Recorded data ::
PR #4089, opened 2016-05-06
Folder library not requesting more items when `nextToken` is specified

sallakarppinen:
When the UI requests a folder library, if the results array is empty, it will stop requesting regardless if there is a `nextToken` defined by the back-end.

Requirement ::
Every line of the data above belongs in the answer, unchanged.

Response ::
PR #4089, opened 2016-05-06
Folder library not requesting more items when `nextToken` is specified

sallakarppinen:
When the UI requests a folder library, if the results array is empty, it will stop requesting regardless if there is a `nextToken` defined by the back-end.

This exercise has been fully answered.